EXTRACTED MATERIAL Start Marker

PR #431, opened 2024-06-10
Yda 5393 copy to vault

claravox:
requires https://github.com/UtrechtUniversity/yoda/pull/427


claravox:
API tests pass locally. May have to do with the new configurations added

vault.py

EXTRACTED MATERIAL End Marker
EXTRACTED MATERIAL Start Marker

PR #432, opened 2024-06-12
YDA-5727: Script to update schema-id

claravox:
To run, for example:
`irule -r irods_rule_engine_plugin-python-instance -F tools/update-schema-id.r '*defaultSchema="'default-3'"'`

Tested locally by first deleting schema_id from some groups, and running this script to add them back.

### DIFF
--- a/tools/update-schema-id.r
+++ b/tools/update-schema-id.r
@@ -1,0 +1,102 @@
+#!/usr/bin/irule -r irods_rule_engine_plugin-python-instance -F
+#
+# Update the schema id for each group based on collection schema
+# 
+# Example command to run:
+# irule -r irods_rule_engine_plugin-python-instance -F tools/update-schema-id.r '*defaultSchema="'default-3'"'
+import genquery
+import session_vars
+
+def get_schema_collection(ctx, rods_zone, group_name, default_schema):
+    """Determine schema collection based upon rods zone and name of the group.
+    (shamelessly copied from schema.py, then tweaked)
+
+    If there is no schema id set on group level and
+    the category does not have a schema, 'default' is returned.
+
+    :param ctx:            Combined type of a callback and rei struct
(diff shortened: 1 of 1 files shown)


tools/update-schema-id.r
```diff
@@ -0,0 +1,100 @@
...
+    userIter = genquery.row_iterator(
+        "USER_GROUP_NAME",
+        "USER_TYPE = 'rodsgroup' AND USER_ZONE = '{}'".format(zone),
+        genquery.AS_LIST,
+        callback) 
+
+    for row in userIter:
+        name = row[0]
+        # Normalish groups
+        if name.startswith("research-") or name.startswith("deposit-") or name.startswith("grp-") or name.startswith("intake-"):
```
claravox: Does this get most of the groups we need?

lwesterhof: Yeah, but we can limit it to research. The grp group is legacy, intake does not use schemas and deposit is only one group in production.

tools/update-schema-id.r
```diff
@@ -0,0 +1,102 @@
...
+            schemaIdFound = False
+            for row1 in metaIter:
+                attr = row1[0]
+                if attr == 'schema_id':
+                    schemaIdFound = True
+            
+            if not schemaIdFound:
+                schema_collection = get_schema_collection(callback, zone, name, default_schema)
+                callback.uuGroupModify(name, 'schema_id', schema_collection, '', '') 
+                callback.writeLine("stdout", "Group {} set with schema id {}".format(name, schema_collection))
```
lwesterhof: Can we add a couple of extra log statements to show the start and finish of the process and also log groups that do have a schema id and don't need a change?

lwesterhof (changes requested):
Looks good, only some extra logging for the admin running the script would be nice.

EXTRACTED MATERIAL End Marker
EXTRACTED MATERIAL Start Marker

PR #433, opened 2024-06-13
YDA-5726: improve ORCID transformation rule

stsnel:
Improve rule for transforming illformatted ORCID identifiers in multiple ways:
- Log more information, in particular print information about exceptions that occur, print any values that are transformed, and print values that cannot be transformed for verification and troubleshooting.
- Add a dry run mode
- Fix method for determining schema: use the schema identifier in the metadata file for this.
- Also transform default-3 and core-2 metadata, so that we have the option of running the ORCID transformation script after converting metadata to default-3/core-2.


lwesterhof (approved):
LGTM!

EXTRACTED MATERIAL End Marker

TASK DIRECTIONS:
Which lines in the listing hold the word "ORCID"? Copy them out.

WRITTEN REPLY:
YDA-5726: improve ORCID transformation rule
Improve rule for transforming illformatted ORCID identifiers in multiple ways:
- Also transform default-3 and core-2 metadata, so that we have the option of running the ORCID transformation script after converting metadata to default-3/core-2.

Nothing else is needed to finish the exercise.